Testing Chaos with Automated Configuration Management solutions

No noise making.

But let's be real, think of the count of community contributed (or mysterious closed-and-sold 3rd Party) services, frameworks, library and modules put to use for managing your ultra-cool self-healing self-reliant scalable Infrastructure requirements. Now with so many cogs collaborating in the infra-machine, a check on their collaboration seems rather mandatory like any other integration test for your in-house managed service. 
After all that was key idea behind having automated configuration management itself.

Now the utilities like Puppet/Chef have been out there accepted and used by dev & ops folks for quite some time now.
But the issue with the initially seen amateur testing styles is it evolved from the non-matching frame of 'Product' oriented unit/integration/performance testing. 'Product' oriented testing focus more on what happens inside the coded logic and less on how user gets affected by product.
Most of the initial tools released for testing logic developed in Chef/Puppet were RSpec/Cucumber inspired Product testing pieces. Now for the major part of installing a package, restarting a service or pushing artifacts these tests are almost non-required as the main functionality for per-say installing package_abc is already tested inside the framework being used.
So coding to "ask" to install package_abc and testing if it has been asked seems futile.

That's the shift. The logic developed for Infrastructure acts as a glue to all other applications created in house and 3rd party. Here in Infrastructure feature development there is more to test for the effect it has on the it's users (software/hardware) and less on internal changes (dependencies and dynamic content). Now the stuff in parentheses here means a lot more than seems... let's get into detail of it.

Real usability of Testing is based on keeping sanctity of WHAT needs to be tested WHERE.

Software/Hardware services that collaborate with the help of Automated Infrastructure logic needs major focus of testing. These services can be varying from the
  • in-house 'Product', that is the central component you are developing
  • 3rd Party services it collaborates with,
  • external services it utilizes for what it doesn't host,
  • operating system that it supports and Ops-knows what not.

Internal changes mainly revolve around
  • Resources/Dependencies getting called in right order and grouped for specific state.
  • It also relates to correct generation/purging of dynamic content, that content can itself range as
    • non-corrupt configuration files generated of a template
    • format of sent configuration data from one Infra-component to another for reflected changes
    • dynamically creating/destroying service instances in case of auto-scalable infrastructure

One can decide HOW, on ease and efficiency basis.

Unit Tests work for the major portion of 'Internal Changes' mentioned before using chefspecrspec-chef, rspec-puppet like libraries are good enough. They can very well test the dependency order and grouping management as well as the different data effect on non-corrupt configuration generation from templates.

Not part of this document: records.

PR #245, opened 2023-04-11
Added polynomial interpolation benchs and markdown table comparison, and other improvements

xqft:
# Added polynomial interpolation benchs and markdown table comparison, and other improvements

## Description

This adds benchmarks for comparing different methods of polynomial interpolation and uploaded local results to a markdown table. Sample size has been reduced because of local performance issues.

Also made different improvements on existing benchmarks, like better identifiers, so criterion can make better reports about them.

## Type of change

- [ ] New feature
- [ ] Bug fix


gpu/benches/benchmarks/metal.rs
```diff
@@ -1,41 +1,49 @@
...
                     // TODO: autoreleaspool hurts perf. by 2-3%. Search for an alternative
                     objc::rc::autoreleasepool(|| {
                         let coeffs = coeffs.clone();
                         let metal_state = MetalState::new(None).unwrap();
-                        let twiddles =
-                            F::get_twiddles(order as u64, RootsConfig::BitReverse).unwrap();
+                        let twiddles = F::get_twiddles(order, RootsConfig::BitReverse).unwrap();
 
                         fft(&coeffs, &twiddles, &metal_state).unwrap();
                     });
```
IAvecilla, line 49: We can use the function to evaluate directly from the polynomial to be the same as the benchmark for interpolation. Create a polynomial from the coeffs before the benchmark starts and measure `poly.evaluate_fft_metal(&metal_state)` that already has the twiddle generation.

IAvecilla (approved):

gpu/README.md
```diff
@@ -0,0 +1,25 @@
+## Polynomial interpolation methods comparison
```
mpaulucci, line 1: shouldn't we use the /docs folder?

gpu/README.md
```diff
@@ -0,0 +1,25 @@
...
+- **CPU FFT:** Finding the lowest degree polynomial that interpolates pairs of twiddle factors and Fourier coefficients (the results of applying the Fourier transform to the coefficients of a polynomial) (see `math/src/polynomial.rs:interpolate_fft()`).
+- **GPU FFT (Metal):** Same as CPU FFT but the FFT algorithm is run on the GPU via the Metal API (Apple).
+
+these were run with criterion-rs in a MacBook Pro M1 (18.3), statistically measuring the total run time of one iteration. The field used was a 256 bit STARK-friendly prime field.
+
+All values of time are in milliseconds. Those cases which were greater than 30 seconds were marked respectively as they're too slow and weren't worth to be benchmarked. The input size refers to *d + 1* where *d* is the polynomial's degree (so size is amount of coefficients).
+
+| Input size | CPU Lagrange | CPU FFT   | GPU FFT (Metal) |
+|------------|--------------|-----------|-----------------|
+| 2^4        | 2.1973 ms    | 0.2104 ms | 2.5050 ms       |
```
mpaulucci, line 15: nit, I would use 1 precision number, i.e 2.5 ms instead of 2.5050 ms

gpu/benches/benchmarks/metal.rs
```diff
@@ -1,41 +1,49 @@
...
     field::{element::FieldElement, traits::IsTwoAdicField},
-    field::{test_fields::u32_test_field::U32TestField, traits::RootsConfig},
+    field::{fields::fft_friendly::stark_252_prime_field::Stark252PrimeField, traits::RootsConfig},
+    polynomial::Polynomial,
+    unsigned_integer::element::UnsignedInteger,
 };
 use rand::random;
 
-type F = U32TestField;
+type F = Stark252PrimeField;
```
mpaulucci, line 14: nice!

mpaulucci (approved):
+1 after comments are addressed

gpu/benches/benchmarks/metal.rs
xqft: I would propose to add a different benchmark for polynomial evaluation, and strip this one from twiddle gen and leave only ordered FFT, so each implementation (Metal, sequential and in the near future CUDA and WebGPU) can be compared easily. wdyt?

gpu/README.md
xqft: Done!

gpu/benches/benchmarks/metal.rs
IAvecilla: Yeah, seems like a good idea

jrchatruc (approved):

gpu/benches/benchmarks/metal.rs
xqft: Done!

Integration Tests in this perspective are a of a bit interesting and evolutionary nature. Here we have to ensure the "glue" functionality we talked about for Software/Hardware service is working properly. These will confirm that every type of required machine role/state can be achieved flawlessly, call them 'State Generation Test'. They also need to confirm the 'Reflected Changes Test' across Infra-component as mentioned in Internal changes.
Now utilities like test-kitchen/docker in collaboration with vagrant, docker, etc. help placing them in your Continuous Integration pipeline. This would even help in testing same service across multiple linux distros if that's the plan to support.
Library 'ServerSpec' is also a little nifty piece to write quick final state check scripts.
Then final set of Integration Testing is implemented in form of Monitoring on your all managed/affecting Infrastructure components. This is the final and ever-running Integration Test.

Performance Tests, yes even they are required for it. Tools like ChaosMonkey enable you to enable your Infra to be self-healing and auto-scalable. Should be load-test noticing dynamic containers count and behavior if auto-scalability is a desired functionality too.